There’s also the risk of emotional dependency. If you can talk to your dead mother anytime you want, when do you learn to live without her? Some experts worry the technology could trap users in prolonged grief rather than helping them heal.

The Legal Black Hole

Death creates legal complications. Privacy laws protect living people but offer almost no posthumous safeguards. Can someone create an avatar of your deceased relative without your permission? In most cases, yes. Federal law doesn’t prevent anyone from building bots out of the dead or living using data already in their possession.

California’s AB 1836, signed in September 2024, bans unauthorized AI replicas of deceased performers in audiovisual works without estate consent, with penalties up to $10,000. But it only covers entertainers, not regular people. And it doesn’t address what happens when family members disagree about creating an avatar, or when the subscription lapses and the avatar “dies” a second death.

2Wai claims to include family approvals for deceased avatars, but critics question enforcement. The company’s technology runs on “FedBrain,” which processes interactions on-device to limit AI “hallucinations” and keep responses tied to approved data. Still, the capacity for these bots to learn and deviate from recorded behavior raises questions about preserving someone’s true legacy.

More Than Just Ghosts

2Wai isn’t only about the dead. The app also features AI versions of historical figures like William Shakespeare, Frida Kahlo, and King Henry VIII as “real-time teaching assistants.” There are specialized AI coaches for cooking, astrology, and travel. And there’s a digitized version of Worthy himself, ready to share behind-the-scenes Disney anecdotes.

The platform positions itself as “building a living archive of humanity, one story at a time.” Worthy told Variety that 2Wai puts “control back in the hands” of celebrities who want “meaningful relationships with fans around the world” without being online 24/7.

But the dead relatives feature has overshadowed everything else. When your marketing centers on keeping grandma “alive” to meet great-grandchildren she’ll never know, the educational Shakespeare chatbot becomes an afterthought.

The Uncomfortable Questions

Perhaps the most troubling aspect isn’t the technology itself but what it reveals about us. We’re so uncomfortable with loss, so desperate to maintain connection, that we’ll pay monthly fees to text with simulations of people we loved.

As one critic noted: death and loss are normal parts of life. By creating technology that lets us avoid that reality, are we creating “dependent and lobotomized adults”? Are we pathologizing the natural impermanence of human existence?
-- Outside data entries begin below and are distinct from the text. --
PR #3020, opened 2021-09-26
Update the revision selector and slider components to use css variables for colors

sandymcfadden:
### Fix

This updates the Revision Selector and Slider components.

### Test

- Open the history for a note

### Release

- Updated the Revision Selector and Slider components to use CSS variables for colors


belcherj (approved):
🚢

PR #3021, opened 2021-09-26
Update the note info compontent to use css variables for colors

sandymcfadden:
### Fix

This updates the Note Info components.

### Test

- Have a note with references pointing to it
- Open the Note Info panel using the (i) icon in the upper right
- Ensure the note info panel looks the same

### Release

- Updated the Note Info components to use CSS variables for colors


belcherj (approved):
🚢

PR #3022, opened 2021-09-27
Update the alternative login, verify email, and error boundary components to use css variables for colors

sandymcfadden:
### Fix

This updates the Alternative Login, Email Verification, and Error Boundary components.

### Test

The easiest way to test these is to force the modals to appear by temporarily editing the `app.tsx` file to always show them.
To display the error boundary you need to introduce an error in code. 

- Enable the Alternative Login Prompt
- Enable the Email Verification Modal
- Trigger the Error Boundary

### Release

- Updated the Alternative Login, Email Verification, and Error Boundary components to use CSS variables for colors

### DIFF
--- a/lib/dialog/index.tsx
+++ b/lib/dialog/index.tsx
@@ -23,6 +23,7 @@ export class Dialog extends Component {
       children,
       onDone,
     } = this.props;
+
     return (
       <div
         className={classNames(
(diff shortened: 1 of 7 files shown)


lib/dialog/index.tsx
```diff
@@ -23,7 +23,6 @@ export class Dialog extends Component {
       children,
       onDone,
     } = this.props;
-
```
belcherj: was this change intentional?

belcherj (approved):

lib/dialog/index.tsx
sandymcfadden: It was not at all, thank you! I've fixed it.

PR #3023, opened 2021-09-27
Update importer dialog to use css variables for colors

sandymcfadden:
### Fix

This updates the Import Dialog components. 

### Test

- Open the note importer
- Go through the process of importing notes
- Ensure everything still appears the same

### Release

- Updated the Importer dialog components to use CSS variables for colors

### DIFF
--- a/lib/dialogs/import/source-importer/executor/index.tsx
+++ b/lib/dialogs/import/source-importer/executor/index.tsx
@@ -115,7 +115,7 @@ class ImportExecutor extends Component<Props> {
               disabled={locked}
             />
           </label>
-          {hint && <p className="theme-color-fg-dim">{hint}</p>}
+          {hint && <p className="hint">{hint}</p>}
         </section>
         <TransitionFadeInOut shouldMount={Boolean(errorMessage)}>
           <div role="alert" className="source-importer-executor__error">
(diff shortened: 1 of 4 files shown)


lib/dialogs/import/source-importer/executor/index.tsx
```diff
@@ -115,7 +115,7 @@ class ImportExecutor extends Component<Props> {
               disabled={locked}
             />
           </label>
-          {hint && <p className="theme-color-fg-dim">{hint}</p>}
+          {hint && <p className="hint">{hint}</p>}
```
belcherj, line 118: I assume the CSS for hint exists elsewhere?

belcherj (approved):
Love these deletions! Ship it.

lib/dialogs/import/source-importer/executor/index.tsx
sandymcfadden: I actually don't think this hint is used anymore at all so never gets displayed. I added the class `hint` just in case we needed to style it in the future. But I believe it could be removed altogether.

sandymcfadden: PR to remove it here https://github.com/Automattic/simplenote-electron/pull/3027

PR #3024, opened 2021-09-27
Update settings and other dialogs to use CSS variables for colors

sandymcfadden:
### Fix

This is a large one that updates most of the Settings and other dialogs.

These are the components that have been updated:
- Panel Title
- Tab Panels
- Dialog
- Button Group
- Keybindings
- Settings Group
- Settings Panels
- Collaborating
- Trash Tag Confirmation
- Unsynchronized Notes

### Test

- Go through the Settings dialogs
- Ensure they still look the same
- Open the keybindings dialog
- Open the collaborate dialog
- Start to delete a tag to open the Trash Tag dialog
- Have unsynced notes and try to log out
- Ensure that the dialog warning still looks the same

### Release

- Updated the Dialogs used throughout the app to use CSS variables for colors

### DIFF
--- a/lib/components/tab-panels/style.scss
+++ b/lib/components/tab-panels/style.scss
@@ -4,39 +4,30 @@
   justify-content: center;
   margin: 0;
   padding: 0;
-  border-bottom: 1px solid;
+  border-bottom: 1px solid var(--secondary-color);
   list-style: none;
 
   li {
     margin: 0 0.5em;
     border-bottom: 2px solid;
     padding: 0.75em;
-    color: var(--primary-color);
+    color: var(--accent-color);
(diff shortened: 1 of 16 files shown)


lib/components/tab-panels/style.scss
```diff
@@ -4,41 +4,32 @@
...
+      }
     }
+
     &:active {
       color: var(--background-color);
     }
   }
 }
 
-body[data-theme='light'] .tab-panels__tab-list li.is-active {
```
belcherj, line 32: Feels sooo good having this gone.

belcherj (approved):
Code looks good, tested well.

PR #3025, opened 2021-09-27
Update App Layout and Note Revisions components to use CSS variables for colors

sandymcfadden:
### Fix

This updates the App Layout and Note Revisions components.

### Test

- Ensure the main layout of the app still appears the same
- Open note history
- Ensure the main content still appears the same 

### Release

- Updated the App Layout and Note Revision components to use CSS variables for colors


belcherj (approved):
🚢

PR #3027, opened 2021-09-28
Remove unused hint from importer

sandymcfadden:
### Fix

This removes an unused hint option that was included in the importer dialogs. It came to light in [this comment](https://github.com/Automattic/simplenote-electron/pull/3023#discussion_r716749274).

### Test

- Attempt to import some notes
- Ensure the import works as expected

### Release

- Removed unused hint option in the importer dialog

### DIFF
--- a/lib/dialogs/import/source-importer/executor/index.tsx
+++ b/lib/dialogs/import/source-importer/executor/index.tsx
@@ -19,9 +19,6 @@ type OwnProps = {
   locked: boolean;
   onClose: Function;
   onStart: Function;
-  source: {
-    optionsHint: string;
-  };
 };
 
 type DispatchProps = {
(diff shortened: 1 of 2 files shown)


belcherj (changes requested):
Are you sure this is unused?

lib/dialogs/import/index.tsx:L25 defines source

sandymcfadden:
> Are you sure this is unused?
> lib/dialogs/import/index.tsx:L25 defines source

`source` itself is still used here https://github.com/Automattic/simplenote-electron/blob/5d8f2ec5733d2fbe1bf73877bcad49f5be30350c/lib/dialogs/import/source-importer/index.tsx#L27

But the hint part of it was removed when refactored in https://github.com/Automattic/simplenote-electron/pull/2685/ it used to be defined in  `lib/dialogs/import/sources.ts`

codebykat (approved):
Tests fine for me 👍

PR #3029, opened 2021-09-30
Add handling of 429 HTTP errors on authentication

sandymcfadden:
### Fix

There are times when rate limiting will be applied when trying to login multiple times unsuccessfully causing future login attempts to fail as well. Currently, there is no way to show this in the app leaving things confusing if you get rate limited. This updates to handle that error case when logging in.

To do this it also includes an update to the Simperium dependency. It is right now a temporary package for testing.

Screen Shot 2021-09-30 at 1 01 12 PM

### Test

In addition to the steps below, please ensure that syncing, publishing, and other features work as expected.

1. Attempt to log in with valid credentials and ensure login is successful
2. Attempt to log in with a compromised password and ensure it is unsuccessful
3. Attempt to log in with an unverified account and ensure it is unsuccessful
4. Attempt to log in multiple more times with invalid credentials.
5. Ensure you are not able to log in and get the appropriate error message "Too many log in attempts. Try again later."

### Release

- Updated to handle too many login attempts during authentication

### DIFF
--- a/lib/auth/index.tsx
+++ b/lib/auth/index.tsx
@@ -17,6 +17,7 @@ type OwnProps = {
   hasInsecurePassword: boolean;
   hasInvalidCredentials: boolean;
   hasLoginError: boolean;
+  hasTooManyRequests: boolean;
   hasUnverifiedAccount: boolean;
   login: (username: string, password: string) => any;
   requestSignup: (username: string) => any;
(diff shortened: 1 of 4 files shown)


codebykat (approved):
Looks great! My only quibble is, "log in" or "login"? I think it's a noun here so it's "too many login attempts" but it's late and I'm not 100% sure.

sandymcfadden:
@codebykat I think you are right with "log in" vs "login" but I'm going to leave it as it is for now as that is how the messaging is in GAE and it is the messaging Android is going with as well.

SylvesterWilmott:
@codebykat you are right. In this instance "login" should be used.

Issue #3071, opened 2022-02-03
End to end encryption


jrcacd:

charliescheer:
Thanks for the suggestion.  I have gone ahead and added this to our feature request list, we will consider it for potential future updates to Simplenote.

I am gonna go ahead and close this issue.

PR #3086, opened 2022-03-27
Why is there no cryptography like p2p? 

seriousfreezing:
Fix: Having encryption or even extra security for the notes

Test: idk


codebykat:
This should be an issue, not a spurious PR. Tracked in a few other places including #3071. TLDR we hope to be able to implement this someday, but it is not something on the immediate horizon.

PR #3097, opened 2022-06-18
CI: use supported image

FelicianoTech:
- `circleci/*` images are deprecated. This PR replaces them with the newer supported images.
- line 267 is removed as it's not needed when the config version is set to `2.1`.


codebykat:
Cool, thanks @felicianotech!

PR #3183, opened 2024-03-20
Upgrade everything

codebykat:
### Changes and problems so far

- node version bumped to `lts/hydrogen` (`v18.19.1`)
- replaced `husky` with normal git hook and a line in `npm prepare`
- replaced `misty` with `concurrently` and `wait-on` in the `Makefile`
- e2e tests disabled; [Spectron is deprecated](https://www.electronjs.org/blog/spectron-deprecation-notice)
- Webpack 4->5 migration has [significant configuration differences](https://webpack.js.org/blog/2020-10-10-webpack-5-release/) (polyfills especially)
- Webpack `file-loader` [replaced with asset modules](https://webpack.js.org/guides/asset-modules/)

The app also raises uncomfortable commercial questions. Picture this cancellation flow: “Are you sure you want to cancel your subscription and never talk to your dead parents again?” One user called Worthy a “parasite” for “preying on the deepest human feelings, looking for ways to leverage them for profit.”

Worthy hasn’t directly addressed the backlash. The 2Wai beta is live on the App Store, with Android coming soon. Whether the controversy kills the product or proves that any publicity is good publicity remains to be seen.

But we’re certainly now living in the exact future Black Mirror warned us about, and we’re doing it by choice.